Let $T$ be the set of all Turing machines.
Let $B = \{ (e,x, y) \in T \times \{0,1\}^* \times \mathbb{N} : e(x) \text{ halts in $y$ steps}\}$, and define $C = \{e \in T : \forall x \in \{0,1\}^*, \; \exists y \in \mathbb{N}, \; (e, x, y) \in B]$.
We start by proving $\text{TOT}=C$.
If $e \in \text{TOT}$ then, $\forall x \in \{0,1\}^*$, $e(x)$ halts. Let $y_x$ be the number of steps needed for $e(x)$ to halt. Then $ \forall x \in \{0,1\}^*$ there is a choice of $y \in \mathbb{N}$, namely $y = y_x$, such that $(e,x,y) \in B$, showing that $e \in C$ and hence $\text{TOT} \subseteq C$.
If $e \not\in \text{TOT}$, then $\exists x \in \{0,1\}^*$ such that $e(x)$ does not halt. Then $\exists x$, such that $\forall y \in \mathbb{N}$, $(e, x, y) \not\in B$, showing that if is false that $\forall x \in \{0,1\}^*, \exists y \in \mathbb{N}$ such that $(e, x, y) \in B$. As a consequence $e \not\in C$ implying $\text{TOT} \supseteq C$.

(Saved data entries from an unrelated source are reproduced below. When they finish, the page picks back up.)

PR #3869, opened 2019-12-18
fix: pass searchDirectory to ContactsDataSource.search

billypchan:
## What's new in this PR?

For an unknown reason `ContactsDataSource.search` can not compile on CI sevser due to `searchDirectory` member property is not seen by this Swift extension. Pass it by parameter to try to solve it.

### TODO:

It remains to show that $B$ is computable.
To decide whether any given triple $(e, x,y) \in T \times \{0,1\}^* \times \mathbb{N}$ belongs to $B$ it suffices to consider a Turing machine $T'$ that simulates $e(x)$ for $y$ steps. If $e(x)$ halts, then $T'$ accepts. Otherwise, if $e(x)$ does not halt by the end of the $y$-th step, $T'$ rejects.